The U.S. oil major said it had reached the agreement with Noble Midstream on March 5, roughly a month after announcing a slightly smaller offer to buy out the pipeline operator.
Chevron became Noble Midstream’s largest customer following its all-stock acquisition of Noble Energy last year. The U.S. oil major cited increased alignment on governance of the Noble Midstream assets as the primary strategic rationale.
“We believe this buy-in transaction is the best solution for all stakeholders, enabling us to simplify the governance structure and capture value in support of our leading positions in the D-J and Permian basins,” Colin Parfitt, vice president of Chevron Midstream, said in a statement on March 5. Parfitt also serves as board chairman of Noble Midstream’s general partner.
Noble Midstream is an MLP originally formed by Noble Energy and indirectly majority-owned by Chevron.
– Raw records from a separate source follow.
PR #4183, opened 2022-02-04
Optimize graphs #4180

### LINKED ISSUE #4180: Laggy Debbuger
https://user-images.githubusercontent.com/90691415/152486591-0afb5464-e29d-45b3-9ca3-292589947f37.mov

Norbiros:
Resolves #4180

### Changes

Create new option, hide fill and animation for smaller lags.

### Reason for changes

Some people have lags viewing graphs.

### Tests

I tested it in browser :)

### DIFF
--- a/addons/debugger/addon.json
+++ b/addons/debugger/addon.json
@@ -73,13 +73,19 @@
       "id": "log_invalid_cloud_data",
       "type": "boolean",
       "default": false
+    },
+    {
+      "name": "Faster graph rendering",
+      "id": "graphs_optimization",
+      "type": "boolean",
+      "default": false
     }
   ],
   "tags": ["editor", "featured"],
   "enabledByDefault": false,
   "versionAdded": "1.16.0",
   "latestUpdate": {
-    "version": "1.24.0",
+    "version": "1.25.0",
     "isMajor": true,
     "temporaryNotice": "New \"Threads\" and \"Performance\" tabs in the debugger window.",
     "newSettings": [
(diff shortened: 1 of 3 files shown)


addons/debugger/addon.json
```diff
@@ -73,23 +73,23 @@
...
     }
   ],
   "tags": ["editor", "featured"],
   "enabledByDefault": false,
   "versionAdded": "1.16.0",
   "latestUpdate": {
-    "version": "1.24.0",
-    "isMajor": true,
-    "temporaryNotice": "New \"Threads\" and \"Performance\" tabs in the debugger window.",
+    "version": "1.24.1",
```
RedGuy12, line 88: 1.25.0

addons/debugger/addon.json
```diff
@@ -73,23 +73,23 @@
...
+    "isMajor": false,
+    "temporaryNotice": "New option to make graphs not laggy!",
```
RedGuy12, line 90: not needed

WorldLanguages: Agreed, the change is too small to warrant a lastUpdated change.

apple502j:
Why have optimization a setting? Why not turn it on always?

Norbiros:
Because it looks no so pretty... It is line without any animation. We can change it... but default in previous version was with fill etc, so i think let's keep as it is. 
Also i found some bugs with dark mode... i will fix it tomorrow?

**Can someone tell me if in line optimization mode, must be gray, maybe change it to blue and add some thickness?**

apple502j:
@Norbiros Then the setting should be renamed to "Use fancy graph" (default on) or "Faster graph rendering" (default off). "Optimization" sounds like there is no compromise.

Norbiros:
About this error. Can someone check it again? I think I fixed error with `Format code using Prettier`.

The company provides crude oil, natural gas, and water-related midstream services and owns equity interests in oil pipelines in the Denver-Julesburg (D-J) Basin in Colorado and the Permian’s Delaware Basin in Texas.
Chevron holds a roughly 62.5% stake in Noble Midstream, according to a filing from October.
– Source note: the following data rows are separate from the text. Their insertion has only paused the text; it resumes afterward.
PR #3950, opened 2021-12-18
Change banner hue based on highlight color

mxmou:
### Changes

Makes blue colored areas change based on the highlight color setting.
image

Adds a `"map"` type for custom CSS variables.

Issue #1092, opened 2020-12-23
Option to change the green color of the forums


leahcimto:
**Describe the new addon**
There would be an option to customize the green color on the 3.0 forums that is at the header and at the top of all posts. Its the part that has the search and says "Discuss Scratch".

Marc92020:
Good idea! This could be intresting!

Example:
![bluediscuss](https://user-images.githubusercontent.com/75702334/103045318-faf59c80-4551-11eb-8db4-df29fb29f6da.png)

j5155:
Cool idea! Would be nice with a hex code input option as well, for people who want a really specific color or something.

RedGuy12:
YES!!! I already use stylus to change it to a dark blue!
```css
#brdheader, #brdheader > .block-head, .blockpost .block-head, .blockpost div.block {
    background-color: #082c5e!important;
    border-top-color: #3020b17!important
```

mxmou:
I think this can remain open - the color is no longer used for posts, but the header is still green, which means users might still want to customize it. There could even be an addon to change all the banner colors, including Scratch's own ones.

WorldLanguages:
I think someone once asked if they could change the color of the orange "Explore" header.

RedGuy12:
> I think this can remain open - the color is no longer used for posts, but the header is still green, which means users might still want to customize it. There could even be an addon to change all the banner colors, including Scratch's own ones.

#3950?



> I think someone once asked if they could change the color of the orange "Explore" header.

That was Aidan in discord

PR #4187, opened 2022-02-04
New "customizable banner colors" addon

MystPi:
### Changes
Allows you to customize the color of the discuss, explore, and My Stuff banner. However, you can only change the discuss and My Stuff banners if you have the Scratch 2 to 3 addon enabled.

image

image

image

### Reason for changes

Some people (like me) dislike the default green color. Now you'll be able to change it.

> This is my first addon, so please forgive me if I've done anything wrong.


WorldLanguages:
@MystPi This is a great first contribution!

The main issue with this is that this is probably too small to be a whole addon.
@mxmou said [here](https://github.com/ScratchAddons/ScratchAddons/issues/1092#issuecomment-1029124658):
> There could even be an addon to change all the banner colors, including Scratch's own ones.

So if this was extended to change other colors, like the Explore header, it would surely be added.
Let's see what mxmou can say about the current state of this PR and then we can consider extending it.

MystPi:
> @MystPi This is a great first contribution!
> 
> The main issue with this is that this is probably too small to be a whole addon. @mxmou said [here](https://github.com/ScratchAddons/ScratchAddons/issues/1092#issuecomment-1029124658):
> 
> > There could even be an addon to change all the banner colors, including Scratch's own ones.
> 
> So if this was extended to change other colors, like the Explore header, it would surely be added. Let's see what mxmou can say about the current state of this PR and then we can consider extending it.

Thanks, and great idea! I could implement an option to change the explore header too.

RedGuy12:
does #3950 not work?

WorldLanguages:
> does #3950 not work?

That only affects variations of blue.

MystPi:
I changed the following:
- Renamed it to "customizable banner colors"
- Added the option to change the explore page's banner

lisa-wolfgang:
I'm thinking that this would fit better as a new option in the "website dark mode and customizable colors" addon. This doesn't mean that we can't reuse what's been created so far, though.

mxmou:
> I'm thinking that this would fit better as a new option in the "website dark mode and customizable colors" addon. This doesn't mean that we can't reuse what's been created so far, though.

I think a separate addon is better, but the "colored areas" setting in dark-www should remain. This means that
* we don't need to add four (or more) new settings to dark-www;
* website dark mode presets can still have a preferred banner color scheme, but it will be ignored if this addon is enabled;
* this addon can have its own presets independent from website dark mode (although the "normal", "darker" and "darker and desaturated" options should probably be duplicated here);
* colors that only appear on one page, for example pink on the WeDo page and teal on the 2020 annual report, would be affected by dark-www and don't need separate settings.

It could have the following settings:
* blue banners
* dark blue banners (could also be generated based on the blue color)
* green banners
* yellow banners
* purple banners

"Areas" might be a better word for these because the colors aren't only used for banners. All of them should also have automatically generated text colors.

The selectors from `addons/dark-www/desaturated_banners.css` could be used in this addon's code.

Samq64:
If most of this addon's code and presets are being duplicated from dark-www why not just remove the option from dark-www?

MystPi:
> If most of this addon's code and presets are being duplicated from dark-www why not just remove the option from dark-www?

I didn't take any code from dark-www, and the presets are from the default Scratch light mode.

mxmou:
> > If most of this addon's code and presets are being duplicated from dark-www why not just remove the option from dark-www?
> 
> I didn't take any code from dark-www, and the presets are from the default Scratch light mode.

Under the new agreement, Chevron offered to acquire all 33.925 million publicly held common units representing the LP interests in Noble Midstream not already owned by Chevron and its affiliates in exchange for 0.1393 Chevron shares.
As of the closing price of Chevron stock on March 4, the offer translates to about $14.56 per Noble Midstream share. Under the original offer, announced in early February, Noble Midstream shareholders would have been paid roughly $12.47 per share.
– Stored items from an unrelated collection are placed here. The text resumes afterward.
PR #5028, opened 2022-08-23
studio-followers: fixes

Weredime:
### Changes
Actually close properly when disabled
Don't let text be highlighted, because it looks bad

### DIFF
--- a/addons/studio-followers/userscript.js
+++ b/addons/studio-followers/userscript.js
@@ -92,7 +92,7 @@ export default async function ({ addon, global, console, msg }) {
     { passive: true }
   );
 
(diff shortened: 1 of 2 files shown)


addons/studio-followers/userscript.js
```diff
@@ -92,7 +92,7 @@ export default async function ({ addon, global, console, msg }) {
     { passive: true }
   );
 
-  addon.self.addEventListener("disabled", () => (modal.style.display = "none"));
+  addon.self.addEventListener("disabled", () => (backdrop.style.display = "none"));
```
mxmou, line 95: You can just call the `close()` function provided by the modal API.

mxmou (approved):

apple502j (approved):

The transaction is expected to close in the second quarter, according to a Chevron release. A subsidiary of Chevron, as the holder of a majority of the outstanding common units, has voted its units to approve the transaction.
The conflicts committee of the Noble Midstream board, comprised entirely of independent directors, unanimously approved the merger following consultation with its independent legal and financial advisers. The merger was subsequently approved by Noble Midstream’s board.
Citi is acting as financial adviser to Chevron with Latham & Watkins LLP serving as legal adviser. Janney Montgomery Scott is financial adviser and Baker Botts LLP is legal adviser to the conflicts committee of the Noble Midstream board.